[Extracted records]
· · · ·

PR #5099, opened 2026-04-08
feat: support schedule_reinit() under panic=abort builds

guybedford:
## Summary

Previously `handler::schedule_reinit()` was a no-op under `panic=abort`. This extends it to work with both panic strategies.

Under `panic=abort` there's no `__instance_terminated` flag or wasm-level catch wrappers, so the full abort detection machinery doesn't apply. But `schedule_reinit()` is independent of abort detection — it just sets a JS-side flag (`__wbg_reinit_scheduled`) that's checked before each export call. This PR adds that minimal path.

* Remove `#[cfg(panic = "unwind")]` gate on `schedule_reinit()` so it calls `__wbindgen_reinit()` in all builds
* Add `generate_reinit_guard()` — emits a simple `__wbg_termination_guard` that only checks `__wbg_reinit_scheduled` (no try/catch, no `__instance_terminated`)
* Refactor `maybe_wrap_try_catch` into `maybe_wrap_export_call` with separate `check_aborted` / `check_reinit` flags — exports under `panic=abort` get the guard prepended without try/catch wrapping
* Fix `__wbg_reset_state` to reset `__wbg_reinit_scheduled` in all builds (not just when `wrapped_js_tag` is present)
* Add `reinit_panic_abort` integration test: builds with `-Cpanic=abort -Zbuild-std=std,panic_abort`, verifies new instance creation, static reset, persistence without signal, and multiple reinit cycles

### DIFF
--- a/crates/cli-support/src/js/binding.rs
+++ b/crates/cli-support/src/js/binding.rs
@@ -96,10 +96,21 @@ pub enum TsReference {
     StringEnum(String),
 }
 
-pub fn wrap_try_catch(call: &str) -> String {
+/// Whether and how to guard an export call against instance termination.
+#[derive(Debug, Clone, Copy, PartialEq, Eq)]
+pub enum ExportGuard {
+    /// No guard wrapping needed.
+    None,
+    /// Wrap with termination guard and try-catch for panic=abort with error handling.
+    Abort,
+    /// Wrap with just termination guard for schedule_reinit() support.
+    GuardOnly,
+}
+
+fn wrap_try_catch(call: &str) -> String {
     format!(
         "\
-        __wbg_termination_guard();
+        __wbg_call_guard();
         try {{
             {call};
         }} catch(e) {{
@@ -109,11 +120,20 @@ pub fn wrap_try_catch(call: &str) -> String {
     )
 }
 
-pub fn maybe_wrap_try_catch(call: &str, should_check_aborted: bool) -> String {
-    if should_check_aborted {
-        wrap_try_catch(call)
-    } else {
-        format!("{call};")
+fn wrap_call_guard(call: &str) -> String {
+    format!(
+        "\
+        __wbg_call_guard();
+        {call};
+        "
+    )
+}
+
+pub fn maybe_wrap_export_call(call: &str, guard: ExportGuard) -> String {
+    match guard {
+        ExportGuard::Abort => wrap_try_catch(call),
+        ExportGuard::GuardOnly => wrap_call_guard(call),
+        ExportGuard::None => format!("{call};"),
     }
 }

· · · ·

#### DIRECTIONS FOR THIS TASK
All records above must be set down exactly, please.

#### EXERCISE RESULT
PR #5099, opened 2026-04-08
feat: support schedule_reinit() under panic=abort builds

guybedford:
## Summary

Previously `handler::schedule_reinit()` was a no-op under `panic=abort`. This extends it to work with both panic strategies.

Under `panic=abort` there's no `__instance_terminated` flag or wasm-level catch wrappers, so the full abort detection machinery doesn't apply. But `schedule_reinit()` is independent of abort detection — it just sets a JS-side flag (`__wbg_reinit_scheduled`) that's checked before each export call. This PR adds that minimal path.

* Remove `#[cfg(panic = "unwind")]` gate on `schedule_reinit()` so it calls `__wbindgen_reinit()` in all builds
* Add `generate_reinit_guard()` — emits a simple `__wbg_termination_guard` that only checks `__wbg_reinit_scheduled` (no try/catch, no `__instance_terminated`)
* Refactor `maybe_wrap_try_catch` into `maybe_wrap_export_call` with separate `check_aborted` / `check_reinit` flags — exports under `panic=abort` get the guard prepended without try/catch wrapping
* Fix `__wbg_reset_state` to reset `__wbg_reinit_scheduled` in all builds (not just when `wrapped_js_tag` is present)
* Add `reinit_panic_abort` integration test: builds with `-Cpanic=abort -Zbuild-std=std,panic_abort`, verifies new instance creation, static reset, persistence without signal, and multiple reinit cycles

### DIFF
--- a/crates/cli-support/src/js/binding.rs
+++ b/crates/cli-support/src/js/binding.rs
@@ -96,10 +96,21 @@ pub enum TsReference {
     StringEnum(String),
 }
 
-pub fn wrap_try_catch(call: &str) -> String {
+/// Whether and how to guard an export call against instance termination.
+#[derive(Debug, Clone, Copy, PartialEq, Eq)]
+pub enum ExportGuard {
+    /// No guard wrapping needed.
+    None,
+    /// Wrap with termination guard and try-catch for panic=abort with error handling.
+    Abort,
+    /// Wrap with just termination guard for schedule_reinit() support.
+    GuardOnly,
+}
+
+fn wrap_try_catch(call: &str) -> String {
     format!(
         "\
-        __wbg_termination_guard();
+        __wbg_call_guard();
         try {{
             {call};
         }} catch(e) {{
@@ -109,11 +120,20 @@ pub fn wrap_try_catch(call: &str) -> String {
     )
 }
 
-pub fn maybe_wrap_try_catch(call: &str, should_check_aborted: bool) -> String {
-    if should_check_aborted {
-        wrap_try_catch(call)
-    } else {
-        format!("{call};")
+fn wrap_call_guard(call: &str) -> String {
+    format!(
+        "\
+        __wbg_call_guard();
+        {call};
+        "
+    )
+}
+
+pub fn maybe_wrap_export_call(call: &str, guard: ExportGuard) -> String {
+    match guard {
+        ExportGuard::Abort => wrap_try_catch(call),
+        ExportGuard::GuardOnly => wrap_call_guard(call),
+        ExportGuard::None => format!("{call};"),
     }
 }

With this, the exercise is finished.